===== Working data
Issue #911, opened 2016-03-15
Update WP.org Script


jarednova:
Update the WP.org script so that the plugin works with the new file setup

jarednova:
Closed by #919

xavivars:
I'm using timber as a "plugin dependency", but from wpackagist (so I'm really pulling `timber-library` in my composer). The new setup won't have an impact in my setup, as I'm almost downloading it from WP.org, right?

PR #919, opened 2016-03-21
Updated WP.org build script with timber.php file

jarednova:
**Ticket**: #911 
**Reviewer**: @connorjburton 
#### Issue
With the new Composer setup, usage as a WordPress plugin is no longer native.

#### Solution
This re-introduces the `timber.php` file (in the `bin` directory) to be used in the build script. When deploying to WP.org, this file is copied into the main directory so that it's read by the WordPress plugin page.

#### Impact
Not really. This will not interfere with the theme-based Composer installation.

#### Considerations
Is it worth adding docs for the edge-edge case of someone installing through non-wp.org but who still want it to use Timber as a plugin versus a theme dependency?

#### Testing
To test, you'll need to manually move `/bin/timber.php` to `/timber.php`


connorjburton:
Looks good!

Issue #944, opened 2016-04-19
ACF Post Object does not return as TimberPost


connorjburton:
### Expected behavior

For posts than are selected via ACF Post Object to return as a `TimberPost`

### Actual behavior

Returns as `WP_Post`

### Steps to reproduce behavior

1. Create an ACF field that is of type `Post Object`
2. Get that field in the template `{% set foo = post.get_field('foobar') %}`
3. `foo` = `WP_Post`

### What version of WordPress, PHP and Timber are you using?

All latest

### How did you install Timber? (for example, from GitHub, Composer/Packagist, WP.org?)

Composer

stefthoen:
Has this change been reversed? I'm still getting `WP_Post` when I assign a ACF `Post Object` to `foo`.

PR #945, opened 2016-04-19
ACF posts now return as TimberPosts

connorjburton:
**Ticket**: #944 
**Reviewer**: @jarednova 

#### Issue

ACF fields that container a post would return as `WP_Post`, not `Timber\Post`

#### Solution

If `get_field` returns an array, we run through each array element to see if it's either an array(1) or is an instance of `WP_Post`(2)

1. We run `$this->convert` again recursively till `$ele` is no longer an array
2. We pass the `WP_Post` into `Timber\Post`

#### Impact

None that I know of, if someone already has done this manually, it will just end up passing `Timber\Post` into `Timber\Post`

#### Usage

There is less usage as you won't have to cast `WP_Post` to `TimberPost` anymore

#### Considerations

Performance I think should be good, I don't think `instanceof` or `gettype` are expensive?

#### Testing

No tests added, may add some after namespacing is merged.

### DIFF
--- a/lib/Post.php
+++ b/lib/Post.php
@@ -1026,7 +1026,7 @@ class Post extends Core implements CoreInterface {
 			}
 		}
 		$value = apply_filters('timber_post_get_meta_field', $value, $this->ID, $field_name, $this);
-		$value = $this->convert( $value );
+		$value = $this->convert( $value, __CLASS__ );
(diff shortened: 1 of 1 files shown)


jarednova:
looks good, let's add it to the namespace PR!

PR #947, opened 2016-04-20
Use default wp rewrite base for pagination

matsrietdijk:
#### Issue
`Timber::get_pagination` ignores WP's default pagination base in `$wp_rewrite` and just uses `'page'`.

#### Solution
Replace `'page'` in `Timber::get_pagination`'s format with `$wp_rewrite->pagination_base`.

#### Impact
The codebase would only improve because it now uses WP's rewrite settings.

### DIFF
--- a/lib/timber.php
+++ b/lib/timber.php
@@ -412,7 +412,7 @@ class Timber {
 				parse_str( $url[1], $query );
 				$args['add_args'] = $query;
 			}
-			$args['format'] = 'page/%#%';
+			$args['format'] = $wp_rewrite->pagination_base . '/%#%';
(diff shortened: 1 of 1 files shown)


connorjburton:
I like this, thanks. Will merge after `1.0.0` (all the files are changing so no point merging no as will cause conflicts).

matsrietdijk:
That is fine, I can work around this issue for now by overwrite the format in the function call.

```
global $wp_rewrite;
$context['pagination'] = Timber::get_pagination(array('format' => $wp_rewrite->pagination_base . '/%#%'));
```

connorjburton:
#968 takes over from here

Issue #957, opened 2016-04-26
Compatibility with WPBakery Visual Composer's front end editor


felthy:
### Expected behavior
When I use the `timber-starter-theme` in conjunction with [WPBakery Visual Composer](https://vc.wpbakery.com/), and use the Front End Editor on a page, I expect to see the inline editing anchors when I hover my mouse over editable parts of the content, like in this screenshot:
![front-end-editor](https://cloud.githubusercontent.com/assets/1940215/14808674/b1759332-0bca-11e6-9a23-adade53a7112.jpg)

### Actual behavior
No inline editing anchors pop up.

### Steps to reproduce behavior
- Start with a fresh WP install
- Install Timber
- Install and activate a copy of the `timber-starter-theme`
- Install _WPBakery Visual Composer_
- In the _Pages_ section of the WP admin interface, select _Edit With Visual Composer_ for **Sample Page**.

### What version of WordPress, PHP and Timber are you using?
WordPress 4.6-alpha-37307, PHP 5.4.45, Timber 0.22.5

### How did you install Timber? (for example, from GitHub, Composer/Packagist, WP.org?)
- via WP.org

PR #958, opened 2016-04-26
Call "the_post" action to fix Visual Composer editor

felthy:
**Ticket**: #957

#### Issue
Gets WPBakery Visual Composer front end editor working with Timber. See #957 for more detail.

#### Solution
Visual Composer uses the `'the_post`' action hook to inject its inline editing anchors into the content; because the timber theme doesn't use `the_post()` to render content, this action is not called. I added a call to the action to Timber.

#### Impact
Minimal.

#### Usage
No change.

#### Considerations
This could also have been achieved by calling `setup_postdata($post);` at the same line instead of `do_action` but I felt that calling `do_action` would have fewer potential side effects.

#### Testing
None - not sure how testing could be usefully automated for this issue. Also VC is not free.


connorjburton:
Taken over by #969

PR #930, opened 2016-04-07
Allow filtering of new image url and path

danielbitzer:

PR #959, opened 2016-04-26
Danielbitzer master

jarednova:
This picks up on #930


jarednova:
Thanks @Danielbitzer!

Issue #943, opened 2016-04-19
Author Avatar?


alzearafat:
Hi,

Thanks for excelent tool! It's really help me a lot,

Anyway, how I can get author avatar URL? Something like this : 

```
{{ post.author.avatar }}
```

The documentation only explain comment avatar.

Thank you in advance for any help you can provide,
Regards

connorjburton:
This actual doesn't seem to be possible at the moment, it shouldn't be too difficult of a fix. Will look at this post `1.0.0` (soon)

alzearafat:
Hi @connorjburton 

Wow, cool! :D 

I will follow the progress ;)

Thank you

connorjburton:
Merged

PR #971, opened 2016-05-03
Adding avatar to user

connorjburton:
**Ticket**: #943 
**Reviewer**: @jarednova 

#### Issue

There was no built in way to retrieve the post author's URL.

#### Solution

Use `get_avatar_url` to return the URL to the class property

#### Impact

Need to consider how this may effect comments, will this conflict? We should probably deprecate `comment.avatar` and make it an alias of `comment.author.avatar`

#### Usage

`user.avatar`

#### Testing

No tests included.

### DIFF
--- a/lib/User.php
+++ b/lib/User.php
@@ -40,6 +40,12 @@ class User extends Core implements CoreInterface {
 
 	/**
 	 * @api
+	 * @var string The URL of the author's avatar
+	 */
+	public $avatar;
+
+	/**
+	 * @api
 	 * @var  string The first name of the user
 	 */
 	public $first_name;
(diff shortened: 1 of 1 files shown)


jarednova:
Lookin' good @connorjburton! I think as a next step we should consider whether to make an object for `Timber/Avatar`; but for now this will do (and for backwards compatibility the `__toString` of a future object would return the url). I'm just gonna wait for the tests to finish and then I'll merge

connorjburton:
Good shout on that, will give it some thought

connorjburton:
Tested this on starter theme and works well

Issue #984, opened 2016-05-09
PHP error with the "use" statement in Term.php


Jmayhak:
In lib/Term.php there is a line to use TImber\Term on line 9 which is referencing itself. should be removed

### What version of WordPress, PHP and Timber are you using?
Timber 1.0.1

PR #985, opened 2016-05-09
remove "use" statement for Term in the Term file

Jmayhak:
Simple line removal to fix bug with "use" statement

#984


connorjburton:
Thank you!

PR #986, opened 2016-05-09
You can now re-initialize a Timber Image with a Timber Image

jarednova:
**Reviewer**: @connorjburton 

#### Issue
If the `TimberImage` or `Image` function in twig was passed a `\Timber\Image` object it would cause a compile error.

#### Solution
If passed an `Image` object, the `\Timber\Image::init` function will now grab the ID and re-initialize

#### Impact
It would be bad practice to do this, but it's worse to have a silent error. 

#### Usage
No.

#### Considerations
Rather than re-initialize, the `Image` object should be able to grab the public assignments of properties so that no new queries need to be run.

#### Testing
New Unit tests included demonstrating failing behavior and passing behavior

### DIFF
--- a/lib/Image.php
+++ b/lib/Image.php
@@ -155,6 +155,17 @@ class Image extends Post implements CoreInterface {
 	}
 
 	/**
+	 * @return array
+	 */
+	protected function get_post_custom($iid) {
+		$pc = get_post_custom($iid);
+		if ( is_bool($pc) ) {
+			return array();
+		}
+		return $pc;
+	}
+
+	/**
 	 * @internal
 	 * @param  int $iid the id number of the image in the WP database
 	 */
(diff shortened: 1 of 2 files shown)


lib/Image.php
```diff
@@ -212,7 +223,9 @@ public static function wp_upload_dir() {
 	 */
 	function init( $iid = false ) {
 		if ( !$iid ) { Helper::error_log('Initalized TimberImage without providing first parameter.'); return; }
-		
+		if ( $iid instanceof Image ) {
```
connorjburton: Would `$iid instanceof __CLASS__` work here? In case we ever change the class name.

connorjburton:
Just that one note then I'll merge

lib/Image.php
jarednova: You'd think that, right? but when I change it to...

```php
if ( $iid instanceof __CLASS__ )
```

I get: `Parse error: syntax error, unexpected '__CLASS__' (T_CLASS_C) in /srv/www/timber/lib/Image.php on line 226`

jarednova: ... though this works:

```php
if ( $iid instanceof self ) {
```

jarednova:
@connorjburton check it out now!

connorjburton:
Beautiful. Merged.

Thanks!

Issue #977, opened 2016-05-04
Call to Timber::get_widgets  kills wordpress


Jakkkub:
### Expected behavior
This code should load data for three widget areas:

```
add_filter('timber_context', 'add_to_context');
function add_to_context($data){ 
    //footer widgets
    for($i = 1; $i<4; $i++){ 
        $data['footer_widgets_'.$i] = Timber::get_widgets('footer_widgets_'.$i);
    }
}
```

Code is places in timber_context filter

### Actual behavior
Nothing is loaded in browser.
After some time I see just Chrome`s ERR_CONNECTION_RESET page.
If I comment out line with Timber::get_widgets then it works.

It is fresh WP installation so there are no custom widgets - just WP`s default ones, so there should be no problem inside widgets.

I have used this snippet of code on many themes before, always worked. Maybe 1.0 upgrade issue?

### What version of WordPress, PHP and Timber are you using?
WordPress 4.5.1, PHP 7.0.1, Timber 1.0 -->

### How did you install Timber? 
From wp.org

connorjburton:
Hi @Jakkkub - did this happen pre `1.0.0`?

connorjburton:
Replicated this without the `add_filter` part and it works okay.

elivz:
I'm seeing something similar. With `Timber::get_widgets` inside the `timber_context` action callback, it appears to be creating an infinite recursion. I see the first widget area repeated many times on the page (and no other content), and then PHP gives up with `Fatal error: Maximum function nesting level of '256' reached, aborting!`. Let me know if there is anything I can do to help track this down - I can post the stack trace if that would be helpful.

connorjburton:
Hi, yes the stack trace would be useful. Thanks

connorjburton:
Hi guys,

I am doing the following and i'm not getting any errors, a full stack trace would be useful along with your guys full setup in terms of what is in your widgets.

functions.php
```php
register_sidebars(2, array('name'=>'foobar%d'));

	add_filter('timber_context', 'add_to_context');
	function add_to_context($data){
		for($i = 1; $i<2;$i++){ 
	        $data['foobar'.$i] = Timber::get_widgets('foobar'.$i);
	    }

		return $data;
	}
```

elivz:
[...]

PR #989, opened 2016-05-10
Adding memoization to get_context

connorjburton:
**Ticket**: #977
**Reviewer**: @jarednova 

#### Issue

Calling `get_context` inside the `timber_context` filter is common, and at the moment causes an infinite loop.

This would also not cache any data so is unnecessarily slow

#### Solution

Adds memoization to the `get_context` function so it will only run the filters once (Fixes infinite loop) and also is faster when using `get_context` multiple times.

#### Impact

Faster, fixes issue with infinite loop.

#### Usage

No change

#### Considerations

This needs some real world testing, will get the guys on the ticket to give it a go.

#### Testing

No tests included.

### DIFF
--- a/lib/Timber.php
+++ b/lib/Timber.php
@@ -194,24 +194,28 @@ class Timber {
 	 * @return array
 	 */
 	public static function get_context() {
-		$data = array();
-		$data['http_host'] = 'http://'.URLHelper::get_host();
-		$data['wp_title'] = Helper::get_wp_title();
-		$data['wp_head'] = Helper::function_wrapper('wp_head');
-		$data['wp_footer'] = Helper::function_wrapper('wp_footer');
-		$data['body_class'] = implode(' ', get_body_class());
+		static $cache = [];
+		
+		if(empty($cache)) {
+			$cache['http_host'] = 'http://'.URLHelper::get_host();
+			$cache['wp_title'] = Helper::get_wp_title();
+			$cache['wp_head'] = Helper::function_wrapper('wp_head');
+			$cache['wp_footer'] = Helper::function_wrapper('wp_footer');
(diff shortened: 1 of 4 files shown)


jarednova:
@connorjburton — I'd like to bounce this back to you for final review of my changes. My only concern is calling `Timber::get_context` more than once. As you can see in my tests I had to clear the cache each time to allow other things to be added to the context. 

Are there situations where this could happen in the real world? I can only think of total edge cases (a single.php that loads a sidebar.php where there's a filter) but I want to make sure I'm not missing something else obvious.

connorjburton:
Yeah I thought something like that would crop up. I'll take a look, I just needed a proof of concept.

Thanks for the tests also!

I am wondering if a better solution would be to cache data that won't change and have a static property `Timber::context `. Just throwing ideas out there

connorjburton:
At least if makes more sense that you aren't generating the context or running any filters. You are just getting a property. Then we add the filters back in on every request to `Timber::get_context`. Although the naming is weird now, as `Timber::get_context ` is actually more like `Timber::set_context`

jarednova:
@connorjburton where I want to get to is something that removes the idea of a universal context all together where it's scoped based on the view you're working in (which would enable plugins and parent/child themes to work much more flexibly), maybe something like...

```php
$context = new Context('my-theme');
Timber::render('home.twig, $context);
```

```php
add_filter('timber/context/my-theme, function($context) {
    $context['foo'] = 'bar';
    return $context;
});
```

For now, I'm good with this fix if you are

connorjburton:
Yeah I agree, context is an important part and should be more fleshed out than it currently is. Shall I make an issue for it and assign it for `1.1.0` release?

connorjburton:
Merged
==========
→ Action item: Search the entries above for lines containing the word "world", and copy each one.

→ Solution for this task:
This needs some real world testing, will get the guys on the ticket to give it a go.
Are there situations where this could happen in the real world? I can only think of total edge cases (a single.php that loads a sidebar.php where there's a filter) but I want to make sure I'm not missing something else obvious.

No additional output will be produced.